___ Material shown
PR #49, opened 2015-03-04
in unit test, put expected value first

MichaelBlume:
is assumes that the first argument to = is a fixture, and the second is
the result of a computation, when it prints Expected: and Actual:


ddellacosta:
+1

Issue #33, opened 2014-12-01
more INSERT ... SELECT


mccraigmccraig:
INSERT INTO where one of the inserted columns is a subquery is supported with :

    (-> (insert-into :user_profile_to_role)
          (values [{:user_profile_id user-id
                    :role_id         (-> (select :id)
                                         (from :role)
                                         (where [:= :name role-name]))}])

and INSERT INTO where all of the inserted columns match a subquery with (a happy accident ?):

    (-> (insert-into [:bar (-> (select :id) (from :role))]))

but i can't figure out a way to to an INSERT...SELECT where the columns to be inserted are specified, e.g.

  INSERT INTO foo (id) (SELECT id FROM bar);

is this currently supported, or do i need to wrap the sub-query to match columns with the INSERT INTO table ?

ddellacosta:
This is resolved with #50, now merged in and released.

PR #50, opened 2015-03-04
Supporting extended INSERT INTO...SELECT syntax

ddellacosta:
I propose supporting insert queries in the form of

```sql
INSERT INTO foo (a, b, c) SELECT d, e, f FROM baz
```

...using the format:

```clojure
{:insert-into [[:foo [:a :b :c]] {:select [:d :e :f] :from [:baz]}]}
```

So, for example you could do:

```clojure
(hsql/format
  (hsql/build :insert-into [[:foo [:a :b :c]]
                            (hsql/build :select [:d :e :f] :from :baz)]))

;; ["INSERT INTO foo (a, b, c) (SELECT d, e, f FROM baz)"]
```

This is an extension to the insert-into method already available.  This would address #33.

### DIFF
--- a/src/honeysql/format.clj
+++ b/src/honeysql/format.clj
@@ -46,6 +46,7 @@
 
 (defn- undasherize [s]
   (string/replace s "-" "_"))
+
 (defn quote-identifier [x & {:keys [style split] :or {split true}}]
   (let [qf (if style
              (quote-fns style)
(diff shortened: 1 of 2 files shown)


MichaelBlume:
Looks good to me

ddellacosta:
@jkk Going to merge this in unless you object--it simply extends what is already there to cover another case (which is still ANSI SQL), so I think it falls within the scope of the lib adequately.

ddellacosta:
\o/

PR #55, opened 2015-03-15
support postgres-native parameters

MichaelBlume:
duplication of #35 with merge conflicts fixed and a couple small simplifications.


MichaelBlume:
Basically I like this, even though it's only for postgresql, it's not that invasive, and it helps pg users in a way that can't be added through extension. I'd be in favor of merging. @jkk, @ddellacosta?

ddellacosta:
Yep, I agree with the thinking here!

PR #59, opened 2015-03-16
use StringBuilder, not concatenation

MichaelBlume:
Don't merge this just yet, it's definitely an experiment.

Wanted to see what would happen if we tried to use a single StringBuilder for formatting sql instead of repeatedly concatenating strings. What happens is the code gets pretty gnarly, honestly. I'd say we *probably* shouldn't merge this unless we have actual speed complaints from users. Query formatting does get faster (85 microseconds -> 75 microseconds) on the map in the unit tests. I imagine we'd see more substantial gains on queries with lots of nested function calls.

### DIFF
--- a/src/honeysql/format.clj
+++ b/src/honeysql/format.clj
@@ -8,15 +8,6 @@
 
 ;;;;
 
-(defn comma-join [s]
-  (string/join ", " s))
-
-(defn space-join [s]
-  (string/join " " s))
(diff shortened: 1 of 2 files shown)


MichaelBlume:
Another reason not to merge this is that it will break third-party extensions that return strings instead of appending to ```*builder*```

PR #60, opened 2015-03-16
Added DELETE clause that takes a FROM clause

MichaelBlume:
duplicate of #27, less the merge conflicts


MichaelBlume:
Still needs tests, of course

MichaelBlume:
@ddellacosta @Menthalion , as I said on #61, if either of you feel like adding tests, we can get this in sooner.

seancorfield:
*bump* Tests? @ddellacosta @Menthalion ?

seancorfield:
I pulled this down locally but I can't see how it is supposed to work. `delete` seems to only take a single table (since it's identical to `delete-from` except it omits `"FROM"` from the generated SQL).

I modified it locally to have a plural argument `tables` and `(map to-sql tables)` and that seems to produce the expected results. Will put up a new PR (*with tests!*) shortly.

PR #64, opened 2015-03-26
Adds :enable-values-subqueries? option to honeysql.format/format

emidln:
When :enable-values-subqueries? is set to false, treat maps provided
in a :values clause as a parameter instead of as a subquery. By default,
:enable-values-subqueries? is true, retaining existing behavior.

This allows handling IPersistentMaps at the jdbc level. Vectors could 
probably also use this treatment, but that can be for another pull request.

### DIFF
--- a/src/honeysql/format.clj
+++ b/src/honeysql/format.clj
@@ -38,6 +38,11 @@
 
 (def ^:dynamic *subquery?* false)
 
+(def ^:dynamic *handling-values* false)
+(def ^:dynamic *enable-values-subqueries?* 
+  "When False, subqueries are not computed for IPersistentMap values"
+  true)
+
 (def ^:private quote-fns
   {:ansi #(str \" % \")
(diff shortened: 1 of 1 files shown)


MichaelBlume:
Yep, looks good to me. @jkk @ddellacosta ?

MichaelBlume:
As an alternative what if we did something like https://github.com/MichaelBlume/honeysql/commit/value and expected the user to wrap the map value in a call to value?

emidln:
I'd be all for fewer dynamic bindings. It was a bit rough wading into this file...

emidln:
As a nice bonus, value would let us handle misc other types if we wanted (e.g. Vector to turn into an org.postgresql.jdbc.Jdbc4Array).

emidln:
Withdrawing this in favor of https://github.com/jkk/honeysql/pull/65.

Issue #63, opened 2015-03-26
Opt of sub-queries for IPersistentMap in ToSql 


emidln:
Right now, ToSql defines a method (-to-sql [x] ...) that is specified to IPersistentMap in such a way as to prevent passing JSON values with (honeysql.helpers/values [{:my-json-field {:foo "bar"}}]). This is a significant obstacle for me right now. Would a patch that adds an optional second parameter (meaningful to at least the IPersistentMap implementation) be considered?

MichaelBlume:
Yep, that sounds like an annoying problem, I'd be interested in seeing a patch to fix it.

MichaelBlume:
Actually I wonder if it makes sense for IPersistentMap to implement ToSql at all. Is the IPM implementation used recursively or only as an entry point? If it's only an entry point would it make sense to have it be its own function?

emidln:
It's unfortunately used recursively to process all of the clauses.

emidln:
See https://github.com/jkk/honeysql/pull/64 for a pull request implementing this as an option to honeysql.format/format

MichaelBlume:
Done, and released in 0.5.2 =)

PR #65, opened 2015-03-27
Provide a wrapper to prevent maps/vectors from being read as subqueries

MichaelBlume:
alternative to #64 attempts to solve #63 

Is value the best name? ```raw-value```? ```not-a-query-no-really```? something else?

### DIFF
--- a/src/honeysql/format.clj
+++ b/src/honeysql/format.clj
@@ -247,6 +247,17 @@
         (into [sql-str] @*params*)
         [sql-str]))))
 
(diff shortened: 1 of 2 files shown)


emidln:
After having played with this for a few days, I'd prefer this. It's extremely unusual for me to want to disable subqueries in preference to values in general, and I can simply wrap the JSON/Arrays I need with values.

As to the bikeshedding, I don't mind `value`. It's namespaced already, which seems good enough to me.

PR #68, opened 2015-04-15
Sql array

loganmhb:
I had occasion to use the ANSI SQL array syntax yesterday and HoneySQL didn't support it, so I had to make some raw-sql calls and couldn't use bind parameters. I decided to try out adding it to the library and these are the results, in case this seems like something valuable enough to be incorporated.


MichaelBlume:
Nice =)

PR #69, opened 2015-04-17
NULL order specification support

mishok13:
SQL:2003 standard has introduced optional ability to specify the order in which NULL values are handled in ORDER BY clause. This pull request implements said functionality.

The only databases that support this functionality currently are PostgreSQL (since version 8.3) and Oracle (since at least 10g).

### DIFF
--- a/README.md
+++ b/README.md
@@ -249,7 +249,7 @@ Here's a big, complicated query. Note that Honey SQL makes no attempt to verify 
              [:between :f.e 10 20]]
     :group-by [:f.a]
     :having [:< 0 :f.e]
-    :order-by [[:b.baz :desc] :c.quux]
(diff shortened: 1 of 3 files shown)


MichaelBlume:
This looks good to me. Is the syntax definitely the same in Postgres and Oracle?

mishok13:
@MichaelBlume unfortunately I don't have Oracle to test this out, but as far as the documentation goes, it seems to be the same both in PostgreSQL and Oracle: http://www.postgresql.org/docs/9.4/static/queries-order.html and http://docs.oracle.com/javadb/10.6.2.1/ref/rrefsqlj13658.html

MichaelBlume:
Cool, thanks =)

PR #70, opened 2015-04-17
Support locking selects

dball:
I use honeysql for a few projects and would like to use it to generate locking selects. My primary database is mysql, alas, but I've generalized the lock map value to support the primary modes for mysql and postgresql. Extension for novel lock clauses is possible via a multimethod.

If you're interested in merging this, I'll be happy to add documentation, specific tests for all the to-sql cases, and the helper.

### DIFF
--- a/src/honeysql/format.clj
+++ b/src/honeysql/format.clj
@@ -188,6 +188,7 @@
    :order-by 190
    :limit 200
    :offset 210
+   :lock 215
    :values 220
    :query-values 230})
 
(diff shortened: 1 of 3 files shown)


MichaelBlume:
Hm, ok, is this in the ANSI spec at all, or is this vendor-specific for mysql and postgres?

dball:
As far as I can tell, FOR UPDATE is part of the ANSI SQL standard, though I confess I can't actually find a copy of the standard on the web and I'm not about to pay the ANSI committee for a copy. Nonetheless, it seems to be supported in MySQL, PostgreSQL, MS SQL, and Oracle.

Alas, MySQL and PostgreSQL have different syntaxes for requesting shared locks, and PostgreSQL is the only one with the special NOWAIT hint, which is why I opted to describe the lock request in an open map instead of a simple keyword or a variant tuple or the like, and to be explicit about the vendor share mode in the ones I built in for MySQL and PostgreSQL.

MichaelBlume:
Ok, I think I'm sold then =)

Issue #73, opened 2015-04-20
The IN infix operator does not work with named query parameters


dball:
This form doesn't work as expected:

```
(def hsql {:select [:*] :from [:customers] :where [:in :id :?ids]})
(honeysql.core/format hsql {:ids [1 2 3]}) ; => ["SELECT * FROM customers WHERE (id in ?) " [1 2 3]]
```

If this were to work, it would have to result in something of the form:

```
["SELECT * FROM customers WHERE (id IN (?,?,?))" 1 2 3]]
```

If there's any interest in making this work, I'd be happy to take a stab at it. It's unclear offhand if the current behavior is desirable for some reason though, so I thought I'd ask first.

MichaelBlume:
Thanks for the report!

Yeah, I'd be interested in seeing this work, please feel free to take a stab at it =)

ddellacosta:
I think some of this simply has to do with the fact that there are so many ways to do it--for example, here's a workaround for your example:

```clojure
;; using: (def hsql {:select [:*] :from [:customers] :where [:in :id :?ids]})

user=> (honeysql.core/format (assoc-in hsql [:where 2] [1, 2, 3]))
["SELECT * FROM customers WHERE (id in (1, 2, 3))"]
user=> (honeysql.core/format (assoc-in hsql [:where 2] ["one", "two", "three"]))
["SELECT * FROM customers WHERE (id in (?, ?, ?))" "one" "two" "three"]
```

But yeah, seems like something that worked correctly using your example code would be nice.

dball:
Yeah, I just use inline values for the most part without issue, but I am in the process of experimenting with extracting some hsql queries into vars and the param version would be the most readable form. I'll see if I can come up with something.

MichaelBlume:
Fixed by #74

PR #74, opened 2015-04-21
Apply seq to sets when converting to sql

dball:
This allows them to be used as values, e.g. for in clauses, as demonstrated in the test. The second commit goes further and provides a fix for #73, albeit with a question on the correct way to handle *param-names*.

### DIFF
--- a/CHANGES.md
+++ b/CHANGES.md
@@ -1,5 +1,6 @@
 ## 0.5.3 In development
 
+* Convert seq param values to literal sql param lists (@dball)
 * Apply seq to sets when converting to sql (@dball)
 * Support locking selects (@dball)
 * Add sql array type and reader literal (@loganmhb)
--- a/CHANGES.md
+++ b/CHANGES.md
@@ -1,5 +1,6 @@
 ## 0.5.3 In development
 
+* Apply seq to sets when converting to sql (@dball)
 * Support locking selects (@dball)
 * Add sql array type and reader literal (@loganmhb)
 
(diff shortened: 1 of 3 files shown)


MichaelBlume:
This looks entirely reasonable to me, but I'd kind of like to get another +1. @ddellacosta? @jkk?

ddellacosta:
The first commit seems straightforward and good, and I like the Parameterizable protocol, and the fact that there are tests.  I'm also wondering if the Parameterizable protocol could help simplify the code for checking opts vs. params in the beginning of format's defn code...but I digress.

Anyways, no objections here, looks good to me!

dball:
What of the question about *param-names*? This commit doesn't do anything special with it when expanding *params* with a literal param array, but I can't divine the intent of the *param-names* collection anyway. I see @jkk added it in c8fbc16ec3815888597a788c13906aaca1032022 but that's all I've been able to figure. Perhaps it's purely a debugging aid?

MichaelBlume:
Hey, sorry for the silence there.

The thing is I don't have a good handle on what *param-names* is doing, so I'm a little leery of throwing *param-names* and *params* out of sync as this seems to do. @jkk could you perhaps give us a little guidance on what use case return-param-names was meant to serve?

MichaelBlume:
(don't worry about the conflict, I'll just merge this by hand and push when we're ready to merge)

dball:
Absent clarification from @jkk, I think the sensible thing to do would be to repeat the repeated param name once for each value in the IN sequence.

MichaelBlume:
So something like https://github.com/MichaelBlume/honeysql/commit/dupe-pnames ?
______
* **Task requirements**:
Your answer should consist only of the lines above between the line holding "attempt to verify" and the line holding "As far as I", inclusive, each transcribed exactly.

* **Written answer**:
@@ -249,7 +249,7 @@ Here's a big, complicated query. Note that Honey SQL makes no attempt to verify 
              [:between :f.e 10 20]]
     :group-by [:f.a]
     :having [:< 0 :f.e]
-    :order-by [[:b.baz :desc] :c.quux]
(diff shortened: 1 of 3 files shown)


MichaelBlume:
This looks good to me. Is the syntax definitely the same in Postgres and Oracle?

mishok13:
@MichaelBlume unfortunately I don't have Oracle to test this out, but as far as the documentation goes, it seems to be the same both in PostgreSQL and Oracle: http://www.postgresql.org/docs/9.4/static/queries-order.html and http://docs.oracle.com/javadb/10.6.2.1/ref/rrefsqlj13658.html

MichaelBlume:
Cool, thanks =)

PR #70, opened 2015-04-17
Support locking selects

dball:
I use honeysql for a few projects and would like to use it to generate locking selects. My primary database is mysql, alas, but I've generalized the lock map value to support the primary modes for mysql and postgresql. Extension for novel lock clauses is possible via a multimethod.

If you're interested in merging this, I'll be happy to add documentation, specific tests for all the to-sql cases, and the helper.

### DIFF
--- a/src/honeysql/format.clj
+++ b/src/honeysql/format.clj
@@ -188,6 +188,7 @@
    :order-by 190
    :limit 200
    :offset 210
+   :lock 215
    :values 220
    :query-values 230})
 
(diff shortened: 1 of 3 files shown)


MichaelBlume:
Hm, ok, is this in the ANSI spec at all, or is this vendor-specific for mysql and postgres?

dball:
As far as I can tell, FOR UPDATE is part of the ANSI SQL standard, though I confess I can't actually find a copy of the standard on the web and I'm not about to pay the ANSI committee for a copy. Nonetheless, it seems to be supported in MySQL, PostgreSQL, MS SQL, and Oracle.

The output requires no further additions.